Lines 23-27 aren't really necessary, as we should have exited on line 20.
Does it work?
global# ./getdents.d dtrace: script './getdents.d' matched 4 probes dtrace: allowing destructive actions CPU ID FUNCTION:NAME 3 571 getdents64:return myzone# ls -lai / total 5110 3 drwxr-xr-x 18 root root 20 Dec 1 2010 . 3 drwxr-xr-x 18 root root 20 Dec 1 2010 ..
Yes!
But I'm running this from the global zone (hence the check on line 8 for the zonename). I think this would probably make more sense to run within the zone, provided the zone can use DTrace in the first place (for example, having limitpriv="default,dtrace_proc,dtrace_user" in /etc/zones/myzone.xml):
myzone# ./getdents.d dtrace: script './getdents.d' matched 4 probes dtrace: allowing destructive actions dtrace: error on enabled probe ID 3 (ID 571: syscall::getdents64:return): invalid user access in action #3 at DIF offset 52 dtrace: error on enabled probe ID 3 (ID 571: syscall::getdents64:return): invalid user access in action #3 at DIF offset 52
This doesn't work. I'm running the ls(1) command as the user "brendan", and dtrace(1M) is running as root. If I run the ls(1) command as root - it works fine.

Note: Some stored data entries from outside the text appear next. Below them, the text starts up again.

PR #162, opened 2026-07-01
js: Add .properties pattern parser & serialiser

eemeli:
Required for mozilla/pontoon#4270.

Adds a pattern parser & serialiser for .properties files. Does not parse any placeholders or other syntax from the source, so only handles character escapes.


ewerybody:
Ah just saw this! On it! Gonna look into and run it locally as well...

ewerybody (approved):
I don't want to just say "LGTM" ... but I ran it locally. It works 👍 Well, it looks flawless to me! :)

PR #163, opened 2026-07-01
Fix Xliff markup-close serialization

eemeli:
Required for mozilla/pontoon#4266.

On markup-close, the serialiser state was not being correctly set.

The added JS test is just to match Python, and the `repr(Markup)` fix is incidental, as I encountered it while fixing this.


python/moz/l10n/formats/xliff/serialize.py
```diff
@@ -465,7 +465,7 @@ def add_text(text: str) -> None:
                     )
                 if parent.tag != name or parent == el:
                     raise ValueError(f"Improper element nesting for {part} in {parent}")
-                node = parent
+                prev = parent
```
ewerybody, line 468: What a nasty spot to overlook! The new test catches it nicely!👍

ewerybody (approved):
Tested locally making the test catch it. Works nicely 👍

PR #378, opened 2020-02-25
feat: LT-2032 Exhibition Details

rorysproule1:


cases/services.py
```diff
@@ -354,7 +354,10 @@ def _generate_post_data_and_errors(keys, request_data, action):
 def _get_total_goods_value(case):
     total_value = 0
     for good in case.get("application").get("goods", []):
-        total_value += Decimal(good["value"]).quantize(Decimal(".01"))
+        if good.get("value"):
+            total_value += Decimal(good["value"]).quantize(Decimal(".01"))
+        else:
+            return None
```
BenAndrew-Kainos: What about if you have a mixture of goods with values & without values (i.e. some software & some physical). I'd suggest removing the else return None bit

core/builtins/custom_tags.py
```diff
@@ -67,6 +67,13 @@ def str_date(value):
     )
 
 
+@register.filter
+@stringfilter
+def str_date_only(value):
+    return_value = do_timezone(datetime.datetime.strptime(value, DATE_NO_TIME), "Europe/London")
+    return return_value.strftime("%d %B " "%Y")
```
BenAndrew-Kainos: What's up with this string here (why is it two strings?)

rorysproule1: Corrected to one string.

cases/services.py
rorysproule1: Removed the else.

cases/services.py
```diff
@@ -354,7 +354,8 @@ def _generate_post_data_and_errors(keys, request_data, action):
 def _get_total_goods_value(case):
     total_value = 0
     for good in case.get("application").get("goods", []):
-        total_value += Decimal(good["value"]).quantize(Decimal(".01"))
+        if good.get("value"):
```
stephanieboyd: Comment as to why it can be zero would be good here

conf/constants.py
```diff
@@ -1,6 +1,7 @@
 from enum import Enum
 
 ISO8601_FMT = "%Y-%m-%dT%H:%M:%S.%fZ"
+DATE_NO_TIME = "%Y-%m-%d"
```
stephanieboyd: minor - `DATE_FORMAT` might have been a better name. it's not a date, it's a format :)

core/builtins/custom_tags.py
```diff
@@ -67,6 +67,13 @@ def str_date(value):
     )
 
 
+@register.filter
+@stringfilter
+def str_date_only(value):
+    return_value = do_timezone(datetime.datetime.strptime(value, DATE_NO_TIME), "Europe/London")
```
stephanieboyd: minor - return_value isn't a good name, call it what it is please :)

templates/case/applications/mod-clearance.html
```diff
@@ -57,6 +49,39 @@
 	</div>
 
 	<div class="govuk-accordion app-accordion" data-module="govuk-accordion" id="accordion-default">
+		{% if case.case_type.sub_type.key == "exhibition_clearance"  %}
```
stephanieboyd: Is there not a constant for these sub types? If there isn't, there probably should be as it's used a lot and in different files

cases/services.py
rorysproule1: Added a comment to explain.

conf/constants.py
rorysproule1: Changed to DATE_FORMAT

core/builtins/custom_tags.py
rorysproule1: Changed to date_str

templates/case/applications/mod-clearance.html
rorysproule1: Added a constant

PR #387, opened 2020-03-02
Feat: Lt 980 edit company name for organisation

stephanieboyd:
- Add edit organisation


organisations/views.py
```diff
@@ -125,3 +138,27 @@ def post(self, request, **kwargs):
 
         messages.success(request, strings.HMRC_ORGANISATION_CREATION_SUCCESS)
         return redirect("organisations:hmrc")
+
+
+class EditBusiness(MultiFormView):
+    forms = None
+
+    def __init__(self, **kwargs):
```
Mark-Spiers-kainos: I don't like having two inits, especially when it can all be moved into one.

organisations/forms.py
```diff
@@ -119,3 +120,76 @@ def register_hmrc_organisation_forms(name=""):
...
+                            Option(key="commercial", value="Commercial"),
+                            Option(key="individual", value="Individual"),
+                        ],
+                    )
+                ],
+                default_button_name=strings.CONTINUE,
+            ),
+            conditional(
+                individual,
+                Form(
```
Mark-Spiers-kainos: perhaps move the forms inside the conditional to separate functions, to be a bit easier to read.

organisations/forms.py
```diff
@@ -119,3 +120,76 @@ def register_hmrc_organisation_forms(name=""):
...
+                    title=strings.RegisterBusiness.EDIT_COMMERCIAL_TITLE,
+                    questions=[
+                        conditional(
+                            permission_to_edit_org_name,
+                            TextInput(title=strings.REGISTER_BUSINESS_FIRST_AND_LAST_NAME, name="name"),
+                        ),
+                        TextInput(title=strings.RegisterBusiness.EORI_NUMBER, name="eori_number"),
+                        TextInput(
+                            title=strings.RegisterBusiness.SIC_NUMBER,
+                            description="Classifies industries by a four-digit code.",
```
andytaylorkainos: What is dis string

stephanieboyd: Fixed. It was actually duplicated, so I added the correct string

PR #390, opened 2020-03-03
feat: LT-1385 - Highlight cases that haven't been updated in the last five days

jfaracik:
* Added indicator on cases screen for when a case hasn't been updated in at least five days
* Added tooltip to explain indicator
* Added styling


cases/views/main.py
```diff
@@ -106,6 +106,7 @@ def get(self, request, **kwargs):
             "params_str": convert_dict_to_query_params(params),
             "updated_cases_banner_queue_id": updated_cases_banner_queue_id,
             "filters": filters,
+            "is_all_cases_queue": queue_id == DEFAULT_QUEUE_ID,
```
a-bek: 👏

PR #398, opened 2020-03-06
fix: LT-2131 - display document name instead of download on case page

cstobart:


templates/case/applications/standard-licence-case.html
```diff
@@ -108,7 +108,7 @@ <h2 class="govuk-accordion__section-heading">
 					                        {% for document in good_on_application.good.documents %}
 					                            {% if document.safe == True %}
 					                                <a class="govuk-link govuk-link--no-visited-state" id="good_document" href="{% url 'cases:document' case.id document.id %}">
-					                                    {% lcs 'cases.Manage.Documents.DOWNLOAD_DOCUMENT' %}
+					                                    {{ document.name }}
```
jfaracik: Prefix the file name with "Download"

templates/case/views/standard-goods.html
```diff
@@ -40,7 +40,7 @@ <h3 class="govuk-heading-m">{% lcs 'cases.ApplicationPage.Goods.TITLE' %}</h3>
                         {% for document in good_on_application.good.documents %}
                             {% if document.safe == True %}
                                 <a class="govuk-link govuk-link--no-visited-state" id="good_document" href="{% url 'cases:document' case.id document.id %}">
-                                    {% lcs 'cases.Manage.Documents.DOWNLOAD_DOCUMENT' %}
+                                    {{ document.name }}
```
jfaracik: Prefix the file name with "Download"

PR #399, opened 2020-03-09
feat: LT-1024 - Register an organisation

jfaracik:
* Organisations page - added `Status` column
* E2E fixes
* EXTRA: Removed some styling from `placeholder.scss`
* EXTRA: Fixed Teams page header


jfaracik:
> Change the name of the PR, it doesn't correspond to what it actually does

Our PRs have always followed this format

PR #404, opened 2020-03-11
Lt 1295 assign user and work queue

stephanieboyd:


ui_automation_tests/conftest.py
```diff
@@ -333,3 +333,9 @@ def go_to_users(driver, sso_sign_in, internal_url):  # noqa
 @given("an Exhibition Clearance is created")  # noqa
 def an_exhibition_clearance_is_created(driver, apply_for_exhibition_clearance):
     pass
+
+
+@when("I click assign user Button")
```
phlptt: if this is only use by one step_def file, it doesn't need to be in conftest

stephanieboyd: changed

cases/urls.py
```diff
@@ -92,4 +92,6 @@
         name="assign_destination_flags",
     ),
     path("<uuid:pk>/case-officer/", main.CaseOfficer.as_view(), name="case_officer"),
+    path("<uuid:pk>/assign-user/", main.UserWorkQueue.as_view(), name="assign_user"),
```
andytaylorkainos: both these endpoints assign users to a queue. Would it not be better to have a more generic endpoint with a query parameter to figure out which logic to execute?

cases/views/main.py
```diff
@@ -360,3 +361,29 @@ def post(self, request, **kwargs):
...
+
+
+class UserWorkQueue(SingleFormView):
+    def init(self, request, **kwargs):
+        self.object_pk = kwargs["pk"]
+        self.form = assign_user_and_work_queue(request)
+        self.action = get_gov_user_from_form_selection
+
+    @staticmethod
+    def _get_form_data(request, case_pk, json):
```
andytaylorkainos: are you sure you have to do this hack; have you spoken to Jan?

queues/services.py
```diff
@@ -61,6 +63,16 @@ def get_queue_case_assignments(request, pk):
     return data.json(), data.status_code
 
 
-def put_queue_case_assignments(request, pk, json):
-    data = put(request, QUEUES_URL + pk + "/case-assignments/", json)
-    return data.json(), data.status_code
+def put_queue_case_assignments(request, pk, json, single_case=True):
+    # single_case being true is a flag that indicates an assignment is being set from within the case actions
+    if single_case:
```
andytaylorkainos: do you need this flag, if you can just use the code below? `queue = json.get("flag")`

cases/views/main.py
stephanieboyd: I spoke with both Ben and Mark, and found the example of this in our code already. Seems to be the way we approach it.

cases/urls.py
stephanieboyd: Decent suggestion, pushing back for now - it would require lifting and shifting lots of logic, and changing test code.

queues/services.py
stephanieboyd: I had a think about your comment. If I don't have this flag, then it's check if there is a queue in the json and if not, check if there is a pk and then error out. To me, this flow is a little more readable.

andytaylorkainos: Can you make it a separate function instead then please, instead of going into a function with a pre-set flag which branches into separate logic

It looks like that when in a zone, DTrace can only copyout() to processes with the same user as the dtrace(1M) process. To have this DTrace script write to a brendan-owned ls(1M) command, I had to run the DTrace script as user brendan (which I did by giving a brendan-owned shell DTrace privileges: "ppriv -s A+dtrace_user,dtrace_proc PID"). This looks like a bug with how the kernel privilege checks work for copyout() in zones.

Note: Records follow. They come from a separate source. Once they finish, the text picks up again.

PR #410, opened 2020-03-17
feat: LT-1264 Completed Queue's Workflow

BenAndrew-Kainos:


ui_automation_tests/step_defs/test_assign_users_to_queue.py
```diff
@@ -145,3 +147,36 @@ def case_officer_is_set(driver, internal_info):
...
+    ApplicationPage(driver).click_im_done_button()
+
+
+@when("I unassign myself for my work queue")
+def unassign_queue(driver, context):
+    UnassignQueuePage(driver).check_unassign_checkbox(context.queue_name)
+    functions.click_submit(driver)
+
+
+@when("I go to my work queue")
```
phlptt: might be worth renaming this to my newly created work queue, as my work queue is a specific system queue also

BenAndrew-Kainos: Oh right will do

cases/urls.py
```diff
@@ -7,6 +7,8 @@
 urlpatterns = [
     path("", main.Cases.as_view(), name="cases"),
     path("<uuid:pk>/", main.ViewCase.as_view(), name="case"),
+    path("<uuid:pk>/done/", main.CaseProcessedByUser.as_view(), name="done"),
+    path("<uuid:pk>/done/<uuid:queue_id>", main.CaseProcessedByUserForQueue.as_view(), name="done_for_queue"),
```
andytaylorkainos: i'd prefer it to be a query parameter :( - unless the Views inherit from different classes

cases/views/main.py
```diff
@@ -205,6 +225,29 @@ def post(self, request, **kwargs):
...
+        else:
+            return reverse_lazy("cases:cases")
+
+
+class CaseProcessedByUserForQueue(TemplateView):
+    def get(self, request, pk, queue_id):
+        _, status_code = put_unassign_queues(request, str(pk), {"queues": [str(queue_id)]})
+        if status_code != HTTPStatus.OK:
+            # If this fails, revert to standard unassign view
+            return redirect(reverse_lazy("cases:done", kwargs={"pk": pk}))
```
andytaylorkainos: we don't want to display the reason it failed?

cases/urls.py
BenAndrew-Kainos: they inherit from different classes

cases/views/main.py
BenAndrew-Kainos: Changed it to redirect to the case page but I can't show errors

cases/services.py
```diff
@@ -54,6 +54,17 @@ def put_case(request, pk, json):
     return data.json(), data.status_code
 
 
+# Queue assignment actions
+def get_user_case_queues(request, pk):
+    data = get(request, CASE_URL + str(pk) + "/assigned-queues/")
+    return data.json(), data.status_code
+
+
+def put_unassign_queues(request, pk, json):
```
stephanieboyd: Unassign?

cases/views/main.py
```diff
@@ -142,11 +145,25 @@ def get(self, request, **kwargs):
...
+        is_system_queue = True
+
+        if queue_id:
+            queue = get_queue(request, queue_id)
+            if queue.get("queue"):
+                is_system_queue = queue["queue"].get("is_system_queue", True)
 
         if "application" in case:
             status_props, _ = get_status_properties(request, case["application"]["status"]["key"])
+            can_set_done = (
```
stephanieboyd: Does this logic let the Done button appear for statuses that aren't in the workflow sequence?  Opened for changes, etc

cases/services.py
BenAndrew-Kainos: Correct. They select which queues to be unassigned from

cases/views/main.py
BenAndrew-Kainos: Opened for changes does have a workflow sequence but yeah if it ends up at a status not in workflow it will currently show the button which can unassign from queues but wont ever increment status

BenAndrew-Kainos: Shabbir has confirmed this is OK

PR #412, opened 2020-03-18
LT-1595: f680 questions

a-bek:


cases/views/main.py
```diff
@@ -136,6 +138,45 @@ def post(self, request, **kwargs):
         )
 
 
+def get_additional_information(case):
+    field_titles = {
```
BenAndrew-Kainos: Could you leave a comment for what this is for (I'm not entirely sure)

cases/views/main.py
```diff
@@ -136,6 +138,45 @@ def post(self, request, **kwargs):
...
+                    "Description": title,
+                    "Answer": (
+                        friendly_boolean(value)
+                        if isinstance(value, bool)
+                        else value["value"]
+                        if isinstance(value, dict)
+                        else value
+                    ),
+                }
+            )
```
iichr: I like this approach, would've been quite impractical to add all of those titles and entries to the html 👌

PR #417, opened 2020-03-23
feat: LT-1060 - Non-UK organisation and sites

jfaracik:
* Added members view for organisations
* Consolidated organisation views
* Support for foreign addresses added


core/builtins/custom_tags.py
```diff
@@ -208,7 +208,7 @@ def default_na(value):
     """
     Returns N/A if the parameter given is none
     """
-    if value is not None:
+    if value:
```
andytaylorkainos: this will break if the value is a boolean

jfaracik: Changed it to `if value is not None and len(value):`

PR #431, opened 2020-03-27
fix: LT-2334 - Persist queue ID across case pages

jfaracik:
* Move queue cases page into queues app for separation between queues and cases
* Use reverse urls in cases page
* Cases page now uses built in pagination class


cases/urls.py
```diff
@@ -4,127 +4,113 @@
...
-    path("<uuid:pk>/team-advice-view/coalesce/", advice.CoalesceUserAdvice.as_view(), name="coalesce_user_advice"),
-    path("<uuid:pk>/team-advice-view/", advice.ViewTeamAdvice.as_view(), name="team_advice_view"),
-    path("<uuid:pk>/final-advice-view/coalesce/", advice.CoalesceTeamAdvice.as_view(), name="coalesce_team_advice"),
-    path("<uuid:pk>/final-advice-view/", advice.ViewFinalAdvice.as_view(), name="final_advice_view"),
-    path("<uuid:pk>/advice-view/give-user-advice/", advice.GiveUserAdvice.as_view(), name="give_user_advice"),
-    path(
-        "<uuid:pk>/advice-view/give-user-advice/<str:type>/",
+    path("", main.ViewCase.as_view(), name="case"),
+    path("done/", main.CaseProcessedByUser.as_view(), name="done"),
+    path("done/<uuid:queue_id>", main.CaseProcessedByUserForQueue.as_view(), name="done_for_queue"),
```
BenAndrew-Kainos: As the queue ID is now persistent we will need to merge these 2 views

conf/context_processors.py
```diff
@@ -7,9 +7,24 @@
...
+    if "queue_pk" not in request.resolver_match.kwargs:
+        return {}
+
+    queue_pk = request.resolver_match.kwargs["queue_pk"]
+    queue = get_queue(request, queue_pk)
+
+    print("\n")
+    print("queue")
+    print(queue)
+    print("\n")
```
BenAndrew-Kainos: Remember to remove in the final commit

BenAndrew-Kainos: Remember to remove in the final commit

conf/context_processors.py
```diff
@@ -7,9 +7,24 @@
...
+
+    return {"queue": {"id": queue_pk, "name": queue["name"], "is_system_queue": queue["is_system_queue"]}}
```
BenAndrew-Kainos: Is this necessary (can we not just. use get_queue which already returns this format)

conf/context_processors.py
```diff
@@ -23,15 +38,15 @@ def export_vars(request):
...
+            {"title": "Cases", "url": reverse_lazy("core:index"), "icon": "menu/cases"},
             {
                 "title": OrganisationsPage.TITLE,
                 "url": reverse_lazy("organisations:organisations"),
                 "icon": "menu/businesses",
             },
             {"title": "Teams", "url": reverse_lazy("teams:teams"), "icon": "menu/teams"},
             {"title": "My Team", "url": reverse_lazy("teams:team"), "icon": "menu/teams"},
-            {"title": QueuesList.TITLE, "url": reverse_lazy("queues:queues"), "icon": "menu/queues"},
+            # {"title": QueuesList.TITLE, "url": reverse_lazy("queues:queues"), "icon": "menu/queues"},
```
BenAndrew-Kainos: Why has this been commented out?

core/urls.py
```diff
@@ -5,6 +5,6 @@
 app_name = "core"
 
 urlpatterns = [
-    path("", views.hub, name="hub"),
+    path("", views.Index.as_view(), name="index"),
```
BenAndrew-Kainos: Nice :)

core/views.py
```diff
@@ -1,8 +1,10 @@
-from django.shortcuts import render, redirect
+from django.shortcuts import render
+from django.urls import reverse_lazy
+from django.views.generic import RedirectView
 
 
-def hub(request):
-    return redirect("/cases/")
+class Index(RedirectView):
+    url = reverse_lazy("queues:cases")
```
BenAndrew-Kainos: Should we not just put the index page class here

conf/context_processors.py
jfaracik: Done!

conf/context_processors.py
jfaracik: Done!

conf/context_processors.py
jfaracik: Uncommented again (was just for development)

core/views.py
jfaracik: Definitely an idea, I just wanted to keep queues grouped with queues, cases grouped with cases.

conf/context_processors.py
BenAndrew-Kainos: 👍

core/views.py
BenAndrew-Kainos: Sure that makes sense, can we just point the URL to that view then or does it need to be a redirect for something to do with queues?

jfaracik: Yeah can just point it :)

jfaracik: Done!

core/views.py
```diff
@@ -1,8 +1,4 @@
-from django.shortcuts import render, redirect
-
-
-def hub(request):
-    return redirect("/cases/")
+from django.shortcuts import render
```
BenAndrew-Kainos: Do we still need this file?

jfaracik: Sadly, used for the menu fallback for non-JS users.

PR #438, opened 2020-03-31
feat: LT-1258 - Flag colours

jfaracik:
image

**What's new**
* Users can now apply colours, labels and priorities to their flags

**Misc improvements**
* Added pagination to flags page (massive improvements in speeds and queries)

- 2nd caveat: in a zone, copyout() must be from and to the same user.
I hit a 3rd issue as well. I originally wrote the program to trace "getdents64", instead of the wildcard "getdents*" seen in the above script. But that didn't work:
myzone# grep syscall getdents64.d syscall::getdents64:entry syscall::getdents64:return myzone# ./getdents64.d -c 'ls -lai /' dtrace: script './getdents64.d' matched 2 probes dtrace: allowing destructive actions total 5110 4 drwxr-xr-x 18 root root 20 Dec 1 2010 . 3 drwxr-xr-x 18 root root 20 Dec 1 2010 .. [...]
Now it doesn't even see the events.
Fortunately I don't think this is a DTrace bug, but rather something unintended from #including the dirent.h file and using the C preprocessor. Changing the script to avoid that, and just treat the first bytes as an int:
# cat -n getdents64_int.d 1 #!/usr/sbin/dtrace -s 2 3 #pragma D option destructive 4 5 syscall::getdents64:entry 6 /zonename == "myzone" && execname == "ls"/ 7 { 8 self->buf = arg1; 9 } 10 11 syscall::getdents64:return 12 /self->buf && arg1 > 0/ 13 { 14 /* modify first entry of ls(1) getdents() */ 15 this->dep = (int *)alloca(sizeof (int)); 16 this->dep[0] = 3; 17 copyout(this->dep, self->buf, sizeof (int)); 18 exit(0); 19 } 20 21 syscall::getdents64:return 22 /self->buf/ 23 { 24 self->buf = 0; 25 }
Since this isn't modifying the d_ino member of struct dirent, there seemed little point doing the copyin(), so I've used alloca() on line 15 to create a buffer instead.
Putting this to the test:
myzone# ./getdents64_int.d -c 'ls -lai /' dtrace: script './getdents64_int.d' matched 2 probes dtrace: allowing destructive actions total 5110 3 drwxr-xr-x 18 root root 20 Dec 1 2010 . 3 drwxr-xr-x 18 root root 20 Dec 1 2010 .. [...]
That's better. Simple works.
DTrace often works smoothly, but sometimes (like with all software) there can be nits to workaround. We can get these fixed. I hope this quick post is useful for anyone else trying this capability.